To start, I will repeat the opening post from the thread mentioned above. It’s about a problem I have in understanding how ontological idealism avoids being solipsistic.
So, apparently the idea is that a kettle is not a kettle, but is experiences-of-kettle. We might talk of kettles as if they are things, but the more sophisticated of us ought understand that what we call a kettle is no more than one’s experiences. Although we pretend that the thing is a kettle, one cannot separate the kettle from the self that is doing the experiencing. What there is, is the experience of kettle.
What happens here is that the individual kettle dissipates, becoming instead a relation between experience and the self. The boiling kettle becomes my experience of the kettle, my experience of hot water; So the self becomes central to every such account. All I can know is the experience, never the really, really kettle. For all that I might infer or induce about the kettle, all there is, is my experiences.
What bothers me is that having placed the experiences had by the self at the centre of the universe, how does one avoid there only being one’s self?
What about you? There is my experience-of-you. If I am to be consistent in applying this ideal approach, what more is there of you than my experiences of you? That’s what you are. You become my experience of you.
All I can know is the experience of the kettle. There is no kettle apart from these experiences. For all that I might infer or induce about the kettle, all there is, is my experiences.

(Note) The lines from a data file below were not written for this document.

PR #5291, opened 2025-10-01
Use Docker CUDA major-version tags

bdice:
We need to update some Docker image tags in the docs to use only CUDA major versions.

For example: `rapidsai/base:25.10-cuda12-py3.13` instead of `rapidsai/base:25.10-cuda12.9-py3.13`.

See the following for more information:
- https://docs.rapids.ai/notices/rsn0053/
- https://github.com/rapidsai/docker/issues/781

### DIFF
--- a/notebooks/README.md
+++ b/notebooks/README.md
@@ -59,17 +59,17 @@ Running the example in these notebooks requires:
 
 ### QuickStart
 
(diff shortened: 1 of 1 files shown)


acostadon (approved):
Looks good

PR #5293, opened 2025-10-01
`force_atlas2`: allow vertex mass to be given by the user

eriknw:
This is a "quick" follow-up to https://github.com/rapidsai/cugraph/pull/5260 (and https://github.com/rapidsai/cugraph/pull/5213) and https://github.com/rapidsai/nx-cugraph/pull/191 to add vertex mass to the API. This will allow `nx-cugraph` to better match the networkx API.

This required changing the dtype of the mass arrays from integral to float32.

As time permits, I plan to add a test to show that increasing mass of a vertex increases its distance to other vertices. The plan is to also update `nx-cugraph` to use this parameter.

### DIFF
--- a/python/pylibcugraph/pylibcugraph/force_atlas2.pyx
+++ b/python/pylibcugraph/pylibcugraph/force_atlas2.pyx
@@ -84,6 +84,8 @@ def force_atlas2(ResourceHandle resource_handle,
                  double gravity,
                  vertex_mobility_vertices,
                  vertex_mobility_values,
+                 vertex_mass_vertices,
+                 vertex_mass_values,
                  bool_t verbose,
                  bool_t do_expensive_check,
                 ):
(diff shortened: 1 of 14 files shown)


python/pylibcugraph/pylibcugraph/force_atlas2.pyx
```diff
@@ -196,14 +205,16 @@ def force_atlas2(ResourceHandle resource_handle,
...
+    ...     None, None, False, False)
     >>> vertices
     [   0  1   2   3   4   5    ]
     >>> x_axis
-    [ 5.444471    0.4794112   1.2495936  -0.01039529 -1.1892298  -1.5889403 ]
+    [-7.7015705   7.6763854  -2.7651896  -0.02446137  1.6971487  -1.2822613 ]
     >>> y_axis
-    [-1.4304754e+01 -3.8182523e+00  3.8365445e+00  8.3183739e-03 -8.3009762e-01 -1.9155006e-01
+    [ 23.276543     7.9067745   13.618961    -0.07172047  -6.8321953  -11.90544   ]
+
```
rlratzel, line 217: Thanks for remembering the docstring example.

I'm assuming these values are drastically different because the call in the example is also different/updated (and not simply because support for `mass` was added)?

eriknw: Yeah, the call is slightly different, and also includes RNG seed, which hopefully makes the result more reproducible.

PR #5300, opened 2025-10-03
Update symmetrization to use variant structures to reduce library size

ChuckHastings:
So far this just defines the proposed new symmetrization function signatures.


cpp/include/cugraph/graph_functions.hpp
```diff
@@ -441,39 +453,56 @@ decompress_to_edgelist(
...
-                    rmm::device_uvector<vertex_t>&& edgelist_srcs,
-                    rmm::device_uvector<vertex_t>&& edgelist_dsts,
-                    std::optional<rmm::device_uvector<weight_t>>&& edgelist_weights,
-                    std::optional<rmm::device_uvector<edge_t>>&& edgelist_edge_ids,
-                    std::optional<rmm::device_uvector<edge_type_t>>&& edgelist_edge_types,
-                    std::optional<rmm::device_uvector<edge_time_t>>&& edgelist_edge_start_times,
-                    std::optional<rmm::device_uvector<edge_time_t>>&& edgelist_edge_end_times,
-                    bool reciprocal);
+           std::vector<arithmetic_device_uvector_t>>
+add_reciprocal_edges(
```
seunghwak: I think this name is confusing.

This sounds like we are adding reciprocal edges to another edge list. But isn't this inspecting the input edge list and keeping only the reciprocal edges?

I think we need a clearer name.

And the function below...

Isn't removing non-reciprocal edges same to the previous symmetrize_edgelist function with reciprocal = true. The comment is saying the opposite.

So, there are two ways to symmetrize.

1) Only keep the reciprocal edges. Remove all non-reciprocal edges.
2) Add inverse edges for all non-reciprocal edges.

I think we'd better rename the functions to make this more intuitive...

I asked this to ChatGPT, and these are the names ChatGPT suggested...

make_reciprocal_edges() <= But I think these names are bad... Still confusing.
make_symmetric_edges()

symmetrize_edgelist_union() <= Sounds better... not sure reciprocal & intersection aligns 100%
symmetrize_edgelist_intersection()

keep_reciprocal_edges() <= If I need to pick one out of the three.. I may go with this.
add_inverse_edges()

But there might be better names than this... Just a starting  point...

cpp/include/cugraph/graph_functions.hpp
```diff
@@ -423,15 +423,27 @@ decompress_to_edgelist(
 
 /**
  * @ingroup graph_functions_cpp
- * @brief Symmetrize edgelist.
+ * @brief Rule for combining edge properties when adding reciprocal edges.
+ */
+enum class edge_property_combining_rule_t {
+  PART_OF_UNIQUENESS,  /// This property is part of the uniqueness of the edge.
```
seunghwak: Yeah... I am not sure about this... This is not really a combining rule...

And if this is selected for an edge property... how do we consider that in symmetrization.

Say edge ID is selected as "PART_OF_UNIQUENESS" property.

 In (src, dst, ID) triplets, how do we symmetrize (3, 5, 1) and (5, 3, 1) with reciprocal = true/false? What about (3, 5, 1) and (5, 3, 2)?
 
 I think we should make this cleaner and better document the expected behavior. Just reading the names, I can't properly guess how these functions will work.

cpp/include/cugraph/graph_functions.hpp
```diff
@@ -412,15 +412,40 @@ decompress_to_edgelist(
...
+ */
+enum class edge_value_combining_rule_t {
+  SUM,   /** Sum the values of the two edge properties. */
+  MAX,   /** Take the maximum of the values of the two edge properties. */
+  MIN,   /** Take the minimum of the values of the two edge properties. */
+  MEAN,  /** Take the mean of the values of the two edge properties. */
+  FIRST, /** Use the value of the first edge property. */
+  LAST,  /** Use the value of the last edge property. */
+  ANY,   /** Use the value of any edge property. */
+  NONE   /** Do not combine the values. */
```
seunghwak: What is NONE here? Isn't it pretty much identical to edge_key_selector_t::KEY?

seunghwak: If set to edge_key_selector::VALUE, I guess we need to combine in one way or another. If we don't want to combine, we need to set to edge_key_selector::KEY.

cpp/include/cugraph/graph_functions.hpp
```diff
@@ -412,15 +412,40 @@ decompress_to_edgelist(
...
+};
+
+/**
+ * @ingroup graph_functions_cpp
+ * @brief Add reciprocal edges and merge the edges.  This was formerly called symmetrize_edgelist
+ * with reciprocal set to false.
+ *
+ * The input edge list is replicated as reciprocal edges.  Then the original edges and the
```
seunghwak, line 462: I am wondering we should use "reciprocal" here or use "inverse" instead. I am not sure what "reciprocal" exactly means. Some quick search says it is a pair of edges going in both directions between a pair of vertices.

cpp/include/cugraph/graph_functions.hpp
```diff
@@ -430,39 +455,63 @@ decompress_to_edgelist(
...
+ */
+template <typename vertex_t, bool multi_gpu>
+std::tuple<rmm::device_uvector<vertex_t>,
+           rmm::device_uvector<vertex_t>,
+           std::vector<arithmetic_device_uvector_t>>
+drop_nonreciprocal_edge_tuples(raft::handle_t const& handle,
+                               rmm::device_uvector<vertex_t>&& edgelist_srcs,
+                               rmm::device_uvector<vertex_t>&& edgelist_dsts,
+                               std::vector<arithmetic_device_uvector_t>&& edgelist_edge_properties,
+                               std::vector<edge_key_selector_t> const& edge_key_selector,
```
seunghwak: We don't need `std::vector<edge_value_combining_rule_t> const& edge_value_combining_rule` here? If we have a reciprocal edges, are there no use-cases we need to combine edge properties? (e.g. update the edge weights to the average)

cpp/include/cugraph/graph_functions.hpp
seunghwak, line 454: This is just to keep the original values, right? Should we explain this in little more detail?

I initially thought we don't need NONE here as we now have `edge_key_selector_t`. But now I think this is still necessary as we may consider two different edges with the matching source/destination pairs as reciprocal but in some cases, we don't want to combine there edge properties. This may not be clear to everyone from the beginning.

seunghwak (commented):
I like `edge_key_selector_t`. I still few some questions.

cpp/include/cugraph/graph_functions.hpp
ChuckHastings: I'm fine switching to inverse here if that's more intuitive to you.  I suppose by the definition you found we're really creating reciprocal edges here by adding the inverse edge.  So that's probably more correct.

cpp/include/cugraph/graph_functions.hpp
ChuckHastings: I'll add some text to clarify the different use cases.

cpp/include/cugraph/graph_functions.hpp
ChuckHastings: Yes, I suppose we do.  I hadn't considered that case.  But if we have (1,2,1.0) and (2,1,2.0) then we would need to have the `edge_value_combining_rule_t` for that edge property to determine what value to assign to the pair of edges.  In that case `NONE` would leave the edges unmodified (and different in each direction), `ANY` would arbitrarily pick one of them to make them match.

PR #5305, opened 2025-10-10
[CRITICAL BUG] Fix sample result destructor

alexbarghi-nv:
Addresses a severe memory leak in sampling caused by a bug in the C API.  The destructor for the sample result object was not properly updated to cover additional fields that were added later.  This resulted in these fields never being cleaned up, and eventually to an OOM error.


alexbarghi-nv:
Looks like some issue with rmm is breaking the python build

bdice:
I think the failed jobs can be rerun once a new `pylibcudf` build is available. A PR was just merged to cuDF so hopefully this will be fixed soon.

alexbarghi-nv:
Will retarget to 25.10

alexbarghi-nv:
Superseded by https://github.com/rapidsai/cugraph/pull/5306

PR #799, opened 2016-01-20
Fixes core node children cache handling

kecso:
- when a children is deleted from a node its entry in the children cache is emptied only allowing it to be reused, but during child creation, the cache was not checked for such objects
- when the client copies multiple object it should preserve the relative ids and paths of the source nodes
- all these errors were revealed by the new relative id generation, as it increased the probability of collision (which should be handled in all cases)

the fix should be cherry-picked into the master as well

### DIFF
--- a/src/common/core/coretree.js
+++ b/src/common/core/coretree.js
@@ -337,20 +337,7 @@ define([
                 throw new Error('invalid node data');
             }
 
-            var relid = RANDOM.generateRelid(node.data);
-            var child = {
-                parent: node,
-                relid: relid,
-                age: 0,
-                children: [],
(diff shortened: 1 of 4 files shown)


src/common/core/coretree.js
```diff
@@ -337,20 +337,7 @@ define([
...
-                children: [],
-                data: __getEmptyData()
-            };
-
-            // TODO: make sure that it is not on the list
-            node.children.push(child);
-
-            __ageRoots();
-            return child;
+            return getChild(node,RANDOM.generateRelid(node.data));
```
pmeijer: style..

PR #800, opened 2016-01-20
Optimized import project functionality.

kecso:
As the import use the same underlying function as the library update, it always cleared out the sets and meta rules and pointers before inserting the new ones. Due to the nature of the deletion process it takes some time even if there is nothing to remove, so to improve the overall speed, we check if the given node is a new one, and in that case we skip the remove.
The bigger a project is the bigger the positive impact of the change (example project was of size 8.7Mb, the import time decreased from 45s to 10s).
It also improves library updates where the number of new items is big.

### DIFF
--- a/test-karma/client/js/client.spec.js
+++ b/test-karma/client/js/client.spec.js
@@ -4313,12 +4313,14 @@ describe('GME client', function () {
                         superagent.get(url, function (err, result) {
                             expect(err).to.equal(null);
 
-                            expect(result.body).to.deep.equal(refNodeProj);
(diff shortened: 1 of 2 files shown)


test-karma/client/js/client.spec.js
```diff
@@ -4313,12 +4313,14 @@ describe('GME client', function () {
                         superagent.get(url, function (err, result) {
                             expect(err).to.equal(null);
 
-                            expect(result.body).to.deep.equal(refNodeProj);
```
pmeijer: Out of curiosity, does this this change really matter?

PR #804, opened 2016-01-26
Fixes #802 Multiple Meta views in Split View changes the tabs unexpectedly.

### LINKED ISSUE #802: Multiple Meta views in Split View changes the tabs unexpectedly.
Any changes (moving or adding any feature) made while two different meta sheets are open with a split view causes one of the meta sheets to load the other sheet and they show the same meta sheet.

kecso:
In split view, both half was updated according the global state value, however only the active one should follow the state.

### DIFF
--- a/src/client/js/Panels/MetaEditor/MetaEditorControl.js
+++ b/src/client/js/Panels/MetaEditor/MetaEditorControl.js
@@ -1762,8 +1762,8 @@ define(['js/logger',
             if (WebGMEGlobal.PanelManager._activePanel === this) {
                 selectedSheetID = WebGMEGlobal.State.get(CONSTANTS.STATE_ACTIVE_TAB);
             } else {
-                for(selectedSheetID in this._sheets || {}){
-                    if(this._sheets[selectedSheetID] === this._selectedMetaAspectSet){
+                for (selectedSheetID in this._sheets || {}) {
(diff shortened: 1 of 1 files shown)


src/client/js/Panels/MetaEditor/MetaEditorControl.js
```diff
@@ -1783,7 +1758,16 @@ define(['js/logger',
         if (WebGMEGlobal.State.get(CONSTANTS.STATE_ACTIVE_TAB) !== null &&
             WebGMEGlobal.State.get(CONSTANTS.STATE_ACTIVE_TAB) !== undefined &&
             metaAspectSheetsRegistry.length > WebGMEGlobal.State.get(CONSTANTS.STATE_ACTIVE_TAB)) {
-            selectedSheetID = WebGMEGlobal.State.get(CONSTANTS.STATE_ACTIVE_TAB);
+            //only the active panel should react to the global state
+            if (WebGMEGlobal.PanelManager._activePanel === this) {
+                selectedSheetID = WebGMEGlobal.State.get(CONSTANTS.STATE_ACTIVE_TAB);
+            } else {
+                for(selectedSheetID in this._sheets || {}){
```
pmeijer: Style...

Looks good otherwise (thought you explicitly were parsing the URL when we talked in the kitchen).

PR #805, opened 2016-01-26
Fix test cases with non-deterministic results.

kecso:
- copy of a node do not preserve the relid
- random relid generation should not be tested (only to prove that it always generates a relid)


lattmann:
I am not sure if this is the right fix or not. It is functional though.

PR #813, opened 2016-02-01
Core layers consistency

pmeijer:
First go on making a consistent style on the core layers.

The inner core passed should be named innerCore, the passed on core should be named core.

Private helper functions should be function declarations at the top (Helper Functions).

Overwritten functions should be "Modified Methods" and new/added functions should be "Added Methods". This distinction is partially done (there is no longer any intermediate local variables at least).

### DIFF
--- a/src/common/core/constants.js
+++ b/src/common/core/constants.js
@@ -12,6 +12,35 @@ define([], function () {
         OVERLAYS_PROPERTY: 'ovr',
         COLLECTION_NAME_SUFFIX: '-inv',
         ALL_SETS_PROPERTY: '_sets',
-        MEMBER_RELATION: 'member'
+        SET_MODIFIED_REGISTRY: '_sets_',
+        MEMBER_RELATION: 'member',
+        BASE_POINTER: 'base',
+
+        NULLPTR_NAME: '_null_pointer',
+        NULLPTR_RELID: '_nullptr',
+
+        META_SET_NAME: 'MetaAspectSet',
+        NULL_GUID: '00000000-0000-0000-0000-000000000000',
+        OWN_GUID: '_relguid',
+
+        CONSTRAINTS_RELID: '_constraints',
+        C_DEF_PRIORITY: 1,
+        CONSTRAINT_REGISTRY_PREFIX: '_ch#_',
+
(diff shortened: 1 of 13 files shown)


src/common/core/constants.js
```diff
@@ -12,6 +12,35 @@ define([], function () {
...
+
+        SET_ITEMS: 'items',
+        SET_ITEMS_MAX: 'max',
+        SET_ITEMS_MIN: 'min',
+
+        META_ASPECTS: 'aspects',
+        META_CHILDREN: 'children',
+        META_NODE: '_meta',
+        META_POINTER_PREFIX: '_p_',
+        META_ATTRIBUTE_PREFIX: '_a_',
```
kecso: sorry I was wrong, this prefix is used for ASPECTS

src/common/core/coretree.js
```diff
@@ -24,23 +24,17 @@ define([
...
-
+            logger = options.logger.fork('core'),
             ID_NAME = storage.ID_NAME,
-            __getEmptyData = function () {
-                return {};
-            },
             roots = [],
             ticks = 0,
+            mutateCount = 0,
+            checkValidTreeRunning = true,
```
kecso: this variable seems to be out of use, we should probably remove it

src/common/core/metacachecore.js
```diff
@@ -132,28 +153,22 @@ define(['common/util/assert', 'common/core/tasync'], function (ASSERT, TASYNC) {
...
-                }
-            }
-
-            //parameters
-            // node - the node in question
-            // children - the current children of the node, so that multiplicity can be checked
-            // sensitive - if true the function do not return the connection and abstract types
-            // multiplicity - if true the function filters out possibilities that fail multiplicity check
-            // aspect - if given the function also filters out valid children type meta nodes based on aspect rule
+            /**
```
kecso: this comment can be removed as the function description is done in the core.js

src/common/core/constants.js
pmeijer: META_ASPECT_PREFIX then?

kecso: yes, that would be perfect

PR #815, opened 2016-02-02
TreeBrowser added filters, editing, sorting and locate.

pmeijer:
1) Edit nodes is back again. Right-click or f2.
2) Sorting puts connections at bottom.
3) Filter form added. Show/Hide connections, abstracts and/or leaf nodes. Search filter based on name and meta-type.
4) Locate button in toolbar. (Requires multiple clicks if parents aren't expanded.)

### DIFF
--- a/src/client/js/Layouts/DefaultLayout/DefaultLayoutConfig.json
+++ b/src/client/js/Layouts/DefaultLayout/DefaultLayoutConfig.json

But if this is so, then surely all I can know is the experience of you. There is no you apart from these experiences. For all that I might infer or induce about you, all there is, is my experiences.
Hence, if one is consistent, one must accept some form of solipsism.
It will not do to claim that other people are also selves. One cannot experience the self of another, just as one cannot experience the “transcendent reality’ of a kettle. If one is entitled to induce that other people have a reality beyond one’s experience, one is also surly entitle to induce that kettles have a reality beyond experience. If one denies reality beyond experience, then one denies it for both people and kettles.
So demanding a reality beyond experience for other people, but not for the objects of the world in which we find both them and ourselves embedded, would appear to be no more than special pleading.
I hope, Landru, that you can help me with this. How does idealism avoid solipsism?